### Directions for this task
A single number is needed: how many lines of the data hold the word "probably".

### Records provided
PR #10009, opened 2022-02-16
Add public kwarg to set_variable()

xclaesse:
This deprecate subp.get_variable() unless the variable has been
explicitly set public by the subproject. This avoids poking at random
internal variables of a subproject and instead define what is their
public build API.

### DIFF
--- a/mesonbuild/interpreter/interpreter.py
+++ b/mesonbuild/interpreter/interpreter.py
@@ -295,6 +295,7 @@ class Interpreter(InterpreterBase, HoldableObject):
         self.build_func_dict()
         self.build_holder_map()
         self.user_defined_options = user_defined_options
+        self.public_variables: T.Set[str] = set()
 
         # build_def_files needs to be defined before parse_project is called
         #
@@ -2897,12 +2898,15 @@ This will become a hard error in the future.''', location=self.current_node)
         return self.subproject != ''
 
     @typed_pos_args('set_variable', str, object)
-    @noKwargs
+    @typed_kwargs('set_variable',
+        KwargInfo('public', bool, default=False, since='0.62.0'))
     @noArgsFlattening
     @noSecondLevelHolderResolving
     def func_set_variable(self, node: mparser.BaseNode, args: T.Tuple[str, object], kwargs: 'TYPE_kwargs') -> None:
         varname, value = args
         self.set_variable(varname, value, holderify=True)
+        if kwargs['public']:
+            self.public_variables.add(varname)
 
     @typed_pos_args('get_variable', (str, Disabler), optargs=[object])
     @noKwargs
--- a/mesonbuild/interpreter/interpreterobjects.py
+++ b/mesonbuild/interpreter/interpreterobjects.py
@@ -706,7 +706,13 @@ class SubprojectHolder(MesonInterpreterObject):
         if not isinstance(varname, str):
             raise InterpreterException('Get_variable first argument must be a string.')
         try:
-            return self.held_object.variables[varname]
+            value = self.held_object.variables[varname]
+            if varname not in self.held_object.public_variables:
+                FeatureDeprecated.single_use(
+                    'subproject.get_variable() for variable not marked public',
+                    '0.62.0', self.subproject,
+                    f'The subproject should mark public variables using set_variable({varname}, value, public: true)',self.current_node)
+            return value
         except KeyError:
             pass
 
--- a/test cases/common/241 set and get variable/meson.build
+++ b/test cases/common/241 set and get variable/meson.build
@@ -69,3 +69,7 @@ assert(not is_disabler(list_t1))
 assert(not is_disabler(list_t2))
 assert(not is_disabler(list_t3))
 assert(not is_disabler(list_t4))
+
+sub = subproject('sub')
+assert(sub.get_variable('private') == 'private')
+assert(sub.get_variable('public') == 'public')
--- a/test cases/common/241 set and get variable/subprojects/sub/meson.build
+++ b/test cases/common/241 set and get variable/subprojects/sub/meson.build
@@ -1,0 +1,5 @@
+project('sub')
+
+private = 'private'
+public = 'public'
+set_variable('public', public, public: true)


eli-schwartz:
This is a terrible idea for a number of reasons, including several that were mentioned on IRC.

The biggest issue (aside for my wholehearted belief that there is no valid reason to have some variables be "not public") is the fact that this doesn't even do a good job of doing this!

No one wants to declare a complicated variable using ethical syntax like `foo = complicated_function(15_kwargs: ........)`, then declare it again using something both obscure and cursed like set_variable. It is literally designed to make me want to gouge out my eyes if I ever read a meson.build that does this. :)

tp-m:
I think there's something to be said for making variable export explicit and warning if it wasn't exported explicitly (with a looong transition period before even thinking about making that fail).

I'm not a fan of exporting it via `set_variable()` though, that's just weird IMHO.

As mentioned on IRC, I'd do it explicitly via a new `export_variable('')` then if we want to do this. (Not that I feel it's particularly pressing)

xclaesse:
The more I think about this, the more I want to deprecate `sub.get_variable()` completely with no way to even mark some variables as public/exported.

For dependencies we used to need to poke at variables, but that got fixed by using `meson.override_dependency()`.

The other use-case I see is to take files from source tree. Meson forbid access them by path string (sandboxing violation) so we want to take them via a `var = files()` which feels like just working around a limitation.

A valid point made is that we should allow accessing files that the subproject is going to install, because that's not really a sandbox violation, those files are part of the public interface of that subproject. However the source tree layout is not always the same as the installed layout, and in my opinion having to rely on the source tree layout is a sandbox violation. Ideally we should be able to access to those files the same way regardless if that dependency comes from a subproject or installed on the system, avoiding those ugly `if dep.type_name() == 'internal'`.

It feels like we should be able to add API on the dependency object to retrieve a `files()` object for installed files that would transparently translate to the path inside source/build tree in the case of an InternalDependency object. I'm not sure exactly how that API would look like, and if that could cover all use-cases, but what do you think?

Akaricchi:
I am strongly against limiting access to installed files only, unless some mechanism is added to prevent actual installation of subprojects and/or certain tags via `meson install` *by default*. `--skip-subprojects` is a nonstarter for me. I have over a dozen subprojects that I use for static linking purposes only; none of their files should be installed ever. I use the install feature to generate binary packages for multiple platforms, where a bunch of headers, static libraries, and other intermediate build artifacts obviously do not belong. Since I maintain the meson build definitions for all of those subprojects, my solution so far has been to disable all installation there.

Unfortunately, I also have to rely on `subproject.get_variable()` for some things. In particular, [SPIRV-Headers](https://github.com/taisei-project/SPIRV-Headers/blob/meson-1.5.4/meson.build) has to export a bunch of json files for other projects to generate some code from. In your world, I would be forced to install those files together with my main project by default. Which is stupid, because they are just an implementation detail of some of my dependencies that is in no way required at runtime.

Honestly, I always thought it dumb that the main project can't control what gets installed by subprojects by default. It's one of the reasons why I don't feel comfortable using wrapdb. `--tags` and `--skip-subprojects` are nice for package maintainers, but being unable to provide reasonable defaults still sucks. Perhaps adding some built-in options to act as default values for those parameters would be a good start; I could then set them in `project(default_options : …)`. There are a few minor problems with that too, but it's better than nothing.

Akaricchi:
Also, what about `declare_dependency(variables : …)` and `dep.get_variable()`? That's another potential "sandbox violation" vector. Do you want to deprecate that as well? It's probably even worse since it's limited to string values.

> For dependencies we used to need to poke at variables, but that got fixed by using meson.override_dependency().

Sometimes you want to force using a specific dependency from a subproject. Maybe you have a private fork of something like Lua that's incompatible with the upstream version, and you intend to link it statically. You don't want to have an option to accidentally link to the system version, because that won't work. You also may not want to override the dependency globally — what if one of your dependencies expects to use the standard version for some unrelated purpose? `sub.get_variable()` seems like the best way to express this right now. The only alternative I see is renaming the incompatible fork, and hoping the name you've chosen is unique enough to not clash with some random system thing.

Akaricchi:
> I think skipping install of subprojects was an anti-feature. The real use-case is to install only runtime files which is now possible with meson install --targs runtime. For subprojects that only generate static libraries, that won't install anything.

The problem is that a bare `meson install` will install a lot of junk, and the user should not have to qualify it with --lots --of --arguments for that not to happen. A `meson install` should install my application, whatever is needed to run it, its documentation, and its public headers (if applicable). It should *not* install its internal build-time dependencies, that makes no sense. Whether I use a subproject or a system-installed library should not affect the behavior of `meson install` (with the exception of building a shared library from a subproject and linking to it).

> How does it work when that project is not used as a subproject then? You have to install those files. Again that feels like a use-case for installing only runtime files.

Yes, I'd have to install those files — when installing that dependency system-wide. Not together with the project that uses it.

eli-schwartz:
>  A `meson install` should install my application, whatever is needed to run it, its documentation, and its public headers (if applicable). It should not install its internal build-time dependencies, that makes no sense. Whether I use a subproject or a system-installed library should not affect the behavior of `meson install` (with the exception of building a shared library from a subproject and linking to it).

While I do 100% agree with you, gnome made early, heavy use of subprojects to ship large ecosystem bundles in what would be better termed a "metaproject" rather than a project with dependency fallbacks.

Despite my objections, they really want to preserve the current semantics ;) and the compromise solution was letting people opt in to only installing the main project, or using install tags (which don't let you install the main project's devel files while sticking to the subproject runtime files).

It's... better than before.

Some other people just code their entire subproject with `if not meson.is_subproject()`, which is its own type of exciting.

xclaesse:
Maybe in your specific use-case you think you want to skip install of subprojects completely, but that's not a general solution. Subprojects could be installing data files that are needed at runtime even if you static link them, icons, config file, translation files, etc... It is at best a "it works for me" but that's never going to be a general solution.

Akaricchi:
> That's purely a personal opinion. Someone else will say it should not install doc/headers by default, other will say they want static libs by default etc.... The only generic solution is installation tags.

Yeah, which is why I said:

> Perhaps adding some built-in options to act as default values for those parameters would be a good start; I could then set them in `project(default_options : …)`

I don't want to impose my view on every project. I just want to be in control of what is installed by default.

> But anyway, this whole conversation is completely offtopic, whatever is the solution we come with, it's never going to be to set install: false on targets. So as far as getting files from subprojects is concerned, we can still always count on the fact that only installable files make sense to be taken from parent project.

This conversation is relevant because as-is, your idea breaks my use-case. There either must be a "blessed" way to retrieve non-installable files from subprojects, or (much more preferably) a way for the parent project to control what's installed by default. I believe this must be addressed before doing anything like deprecating `sub.get_variable()`.

Issue #89, opened 2016-05-24
[Tab Component] Missing gray rules


katarinabatina:
current:

![image](https://cloud.githubusercontent.com/assets/6482926/15502894/ac9d659a-2184-11e6-9a8a-0bdb7fc14cc0.png)

spec:

![image](https://cloud.githubusercontent.com/assets/6482926/15502923/dce4e3c2-2184-11e6-87d1-f3a7374f114b.png)

mennenia:
Extraction issue, and hence captured [here](https://github.com/artsy/extraction/issues/1). Closing this ticket in favour of the other one :).

PR #120, opened 2016-05-26
[SwitchView] Add top and bottom indicators for unselected tabs

mennenia:
"Fix" #89 

screen shot 2016-05-26 at 11 32 36

The unselected button's text is too dark still and should be `gray-regular`. Nothing in RN seems to change that, after some digging think it's within the original `ARSwitchView` in Eigen. Thoughts?

### DIFF
--- a/lib/components/switch_view.js
+++ b/lib/components/switch_view.js
@@ -4,11 +4,13 @@
 import React from 'react';
 import { requireNativeComponent } from 'react-native';
 
+import colors from '../../data/colors';
+
 export default class SwitchView extends React.Component {
   render() {
     const { style, ...props } = this.props;
     // Height taken from ARSwitchView.m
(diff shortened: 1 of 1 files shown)


alloy:
ARSwitchView resides in Extraction: https://github.com/artsy/extraction/blob/master/Extraction/Classes/ARSwitchView.m

It’s weird that no snapshots broke in Eigen due to this.

I bet that [this](https://github.com/artsy/extraction/blob/7312df7c9c005c196705cc9da7c5d53cde404854/Extraction/Classes/ARSwitchView.m#L128) is basically what you did in this PR. Can you double-check why it’s not setting the right colors there instead?

mennenia:
`ARSwitchView` is not up to spec everywhere else in the app, so moving it out of Emission and into Extraction.

PR #121, opened 2016-05-26
Fix crash when artist has no image.

### LINKED ISSUE #94: [Artist View] App crashes when requesting artist view
App crashes when trying to view Michael Williams (https://www.artsy.net/artist/michael-williams)

alloy:
Fixes #94.

Also immediately show the placeholder color.


mennenia:
🎉

PR #124, opened 2016-05-26
Update React Native to 0.27.0-rc1

alloy:
This is so that debugging works again.

https://github.com/facebook/react-native/issues/7707


alloy:
Self-merging before I go offline!

PR #125, opened 2016-05-27
[SwitchBoard] Fix tap handling lag.

### LINKED ISSUE #88: [React Native] Fix issue of an initial tap on most of our touchables not working.

alloy:
Fixes #88.

The issue ended up being that the API I was using to map a React ‘component tag’ to a view was not the fast path. In some cases it would just not work at all, I’m unsure why, but haven’t delved into that further. I found a different API that does nothing async, so we get an immediate result and I also chose to get rid of further async dispatching in our switchboard module.


mennenia:
Most awesomest! 🎉

Issue #137, opened 2016-05-30
Think of way to more declaratively add analytics to components.


alloy:
In Eigen we have [a source file](https://github.com/artsy/eigen/blob/master/Artsy/App/ARAppDelegate+Analytics.m) that lives outside of the tracked views and declaratively describes all of the events that need to be tracked.

Some quick googling for existing React solutions:
- https://github.com/yahoo/react-i13n
- https://github.com/nfl/react-metrics

sarahscott:
@mennenia can I close this?

mennenia:
probably yes, there are more recent tickets now :) thanks @sarahscott!

PR #138, opened 2016-05-30
[Events] Add module that vents events for analytics purposes.

alloy:


lib/components/artist/header.js
```diff
@@ -43,6 +45,15 @@ class Header extends React.Component {
     ARTemporaryAPIModule.setFollowStatus(!this.state.following, this.props.artist._id, (error, following) => {
       if (error) {
         __DEV__ ? console.error(error) : console.log(error);
+      } else {
+        Events.postEvent(this, {
+          name: following ? 'Follow artist' : 'Unfollow artist',
```
mennenia: Will we eventually have a place / list for all our events with the constants you think?

mennenia: Found it... lol #137

mennenia:
Looks great!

### Written response
2